The success of the Special Purpose Tea Fund will depend on response from commercial banks, and credit lines from the LIC and Nabard as co-financiers. The new Tea Fund seems to be the right recipe

Sankar Ray

The Commerce and Industry Minister, Mr Kamal Nath, during the Lok Sabha debate on July 21, 2004, had said that a few senior officials of a prominent tea-growers' body feared that the Special Purpose Tea Fund (SPTF) would face hurdles. Senior officials of the Tea Board did not seem optimistic either. The SPTF, in which the Government is ready to contribute 20 per cent of borrowings, was initially of the size Rs 4,761 crore. But Mr Kamal Nath slashed it to Rs 400 crore. The Finance Minister, Mr P. Chidambaram, has allocated Rs 100 crore to the SPTF for 2006-07, although the structural document of the fund put the capital commitment at Rs 32 crore in 2005-06 and Rs 64 crore in 2006-07 plus a subsidy of Rs 63 crore in 2006-07. So signs of backing down from assurance are evident.

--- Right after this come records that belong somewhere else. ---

PR #510, opened 2021-08-09
Explicitly disable CGO when building

abhay-krishna:
Disabling CGO explicitly when building etcd binary.


jaxesn (approved):
/lgtm

PR #516, opened 2021-08-13
kops: generate key before running kops

jaxesn:
For 1.21 we are running amd64 and arm tests concurrently.  Kops will generate an ssh key if one doesnt exist, but this creates an issue for which ever cluster starts the process second since it tries to overwrite the key that was just created.  This creates the key before calling kops.  Also, store the e2e results in separate folders.


TerryHowe (approved):
/lgtm

PR #518, opened 2021-08-17
support multiple 3.x pause tags and set 3.4.1 for 1.20

jaxesn:
kubeadm 1.21 hardcodes 3.4.1 as the pause tag, we need to push this in addition to 3.4 for 1.20.


abhay-krishna (approved):
/lgtm

projects/kubernetes/kubernetes/Makefile
```diff
@@ -5,7 +5,7 @@ RELEASE?=$(shell cat $(BASE_DIRECTORY)/release/$(RELEASE_BRANCH)/$(RELEASE_ENVIR
 ARTIFACT_BUCKET?=my-s3-bucket
 GIT_TAG?=$(shell cat ./$(RELEASE_BRANCH)/GIT_TAG)
 GOLANG_VERSION?=$(shell cat ./$(RELEASE_BRANCH)/GOLANG_VERSION)
-PAUSE_TAG?=$(shell cat ./$(RELEASE_BRANCH)/PAUSE_TAG)
+PAUSE_TAG?=$(shell cat $(wildcard ./$(RELEASE_BRANCH)/PAUSE_*TAG))
```
TerryHowe, line 8: I don't have this command on my mac

abhay-krishna: This is a Make function, so it will be recognized only within the scope of the Makefile.

TerryHowe: Thanks. Make is so weird

PR #519, opened 2021-08-17
Fix regex in main postsubmits

abhay-krishna:
Building all projects must be scoped only to the Makefile at the root.


jaxesn (approved):
/lgtm

PR #525, opened 2021-08-19
kops: use api server ip instead of relying on dns

jaxesn:
In the postsubmits we often run into a seemingly random issue resolving the ip from domain name for the new cluster.  It seems like a dns issue, this will force the api calls to go over IP instead.


abhay-krishna (approved):
/lgtm

PR #535, opened 2021-08-19
install kops/kubectl before running prow.sh

jaxesn:
In 1-21 postsubmit we run both amd and arm clusters.  They both try to download kops and some times, happened last night, it looks like one overwrites the file while the other is trying to use it resulting in: `./create_configuration.sh: line 51: bin/kops: Text file busy`


TerryHowe (approved):
/lgtm

TerryHowe (approved):
/lgtm

PR #541, opened 2021-08-22
kops: cleanup only old clusters with same arch

jaxesn:
Since 1-21 run both arm and amd tests, if there is a situation where it needs to cleanup old clusters, they would both try to clean up the same clusters causing issues.  This tweaks the cluster name and check when cleaning up to only touch clusters that are the same version and arch.


TerryHowe (approved):
/lgtm

PR #693, opened 2022-01-22
coredns + etcd: fix upload location for oci tars

jaxesn:
*Issue #, if available:*

*Description of changes:*
etcd and coredns oci tars are supposed to be put in the kubernetes/<version>/bin/linux/amd64 directory to match the expectation upstream and by image-builder used in eks-a.  This was broken and instead these files were being uploaded to the etcd/bin + coredns/bin folder instead.  The code was already setup to handle tars and oci tars differently and there were already separate validate_images + validate_artifacts files for these two projects.  The miss was in the second call to copy_artifacts in Common.mk was passing the REPO, coredns or etcd, instead of kubernetes to force the directory location.


abhay-krishna (approved):
/lgtm

PR #701, opened 2022-02-02
set 1.22 builds to use the minimal base image

jaxesn:
*Issue #, if available:*

*Description of changes:*

Starting with 1.22 we want to use the minimal base images for all containers.  This removes the temporary code we had to support building 1.21 with both and testing.


kschumy (approved):
/lgtm

PR #705, opened 2022-02-03
etcd: update to 3.5.1 for 1.22

jaxesn:
*Issue #, if available:*
For 1.22 we are bumping to use etcd 3.5.x from 3.4.

*Description of changes:*
There is a lot going on here.  The largest changes are in Common.mk and add support for building binaries in the same project from different folders, each with their own go.mod.  In etcd 3.5 they separated the go.mod files between "server" and "etcdctl.  This requires gathering licenses and building the attribution separately for the two.  We had a way to handle this before but it was quite manual, see https://github.com/aws/eks-anywhere-build-tooling/blob/main/projects/kubernetes-sigs/cluster-api/Makefile#L24 for an example.  The changes here abstract as much of it away as possibly and keep the project makefile cleaner.

This also introduces a new concept we have ran into before where etcd 3.5 is built slight differently than 3.4.  I have introduced an Overrides.mk file to the release branch folder for 1-22 which is included in the main etcd makefile.  In this new file we can override the things to support the differences between building the two verisions.

/hold


Common.mk
```diff
@@ -307,6 +323,106 @@ define CGO_BINARY_TARGET_BODY
...
+define GATHER_LICENSES_ALL_TARGETS_BODY	
+	$(eval $(foreach binary,$(1), $(call GATHER_LICENSES_TARGETS_BODY,$(binary),$(2))))
+endef
+
+# $1 - binary file name
+# $2 - go mod path for binary
+define GATHER_LICENSES_TARGETS_BODY
+	$(call LICENSE_TARGET_FROM_BINARY_GO_MOD,$(1),$(2)): $(REPO)/$(2)/eks-distro-go-mod-download
+		$$(BASE_DIRECTORY)/build/lib/gather_licenses.sh $$(REPO) $(MAKE_ROOT)/$(call LICENSE_OUTPUT_FROM_BINARY_GO_MOD,$(1),$(2)) "$$(LICENSE_PACKAGE_FILTER)" $(2)
+
```
abhay-krishna, line 354: do we need this extra line here?

jaxesn: Yeah, not sure why but any of these "functions" which are evald like this need the trailing newline

abhay-krishna (approved):
/lgtm

PR #709, opened 2022-02-04
Pass cluster name as flag instead of positional argument

abhay-krishna:
We set `KOPS_CLUSTER_NAME` as an env var, which gets set as the [default value for the `--name` flag](https://github.com/kubernetes/kops/blob/v1.22.3/cmd/kops/root.go#L138-L139). So passing it as a positional argument makes kOps see the value as coming from two places, so it fails.

Note: Just removing the cluster name (positional arg) from the command would also work, but explicitly specifying it with `--name` helps us track exactly what values were passed.


jaxesn (approved):
/lgtm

The Tea Board Workmen's Association general secretary, Mr Chandra Chur Dasgupta, is cautiously optimistic about the STPF. It combines subsidy schemes with the loan schemes, he says. "The subsidy schemes began in 1968, with 40 per cent subsidy on individual subsidy proposals approved by the Tea Board. Unlike banks, we disburse subsidies in phases based on performance and inspection reports by our officers. That is why its success rate has been comfortably high." In the 1990s, the rate was reduced to 25 per cent by the Commerce Ministry but revived a couple of years back, he points out. The Association wrote to the Tea Board and the Ministry arguing for restoring the 40 per cent subsidy. "The loan schemes are not that successful due to growing defaults. Even many big companies are defaulters. The Tea Board has taken up an active initiative in realising the dues. Our experience in this is mixed. So, whether the pulling of two schemes into the single one or SPTF will bear results depends on many factors."


In reality, the loan element is 50 per cent of Rs 4,761 crore, taking into account the expenditure of managing it. The physical aim of SPTF is to raise the average yield rate per hectare from 1,700 kg to 2,120 kg in the North and from 1,700 kg to 2,420 kg in the South, so that the average national production is up from 860 million kg (the present mean) to 1,096 million kg in less than a decade.

Lending under the SPTF attracts 8.25 per cent interest (0.5 per cent above the borrowing rate) and has a 13-year repayment period in eight instalments from the sixth year with a moratorium of five years.

Every borrower will have to enter into an escrow arrangement with the "Tea Board and the tea brokers under which the borrowers will be required to route their produce through the tea auctions to the extent of 80 per cent of total production during the loan period. The Tea Board will issue necessary orders to this effect which will be binding on the borrowers from the SPTF.

The sale proceeds will flow directly into a Trust and Retention Account. After the lenders appropriate their dues, the remaining proceeds will flow back to the borrowers," Mr Kamal Nath stated in his written reply to Parliament.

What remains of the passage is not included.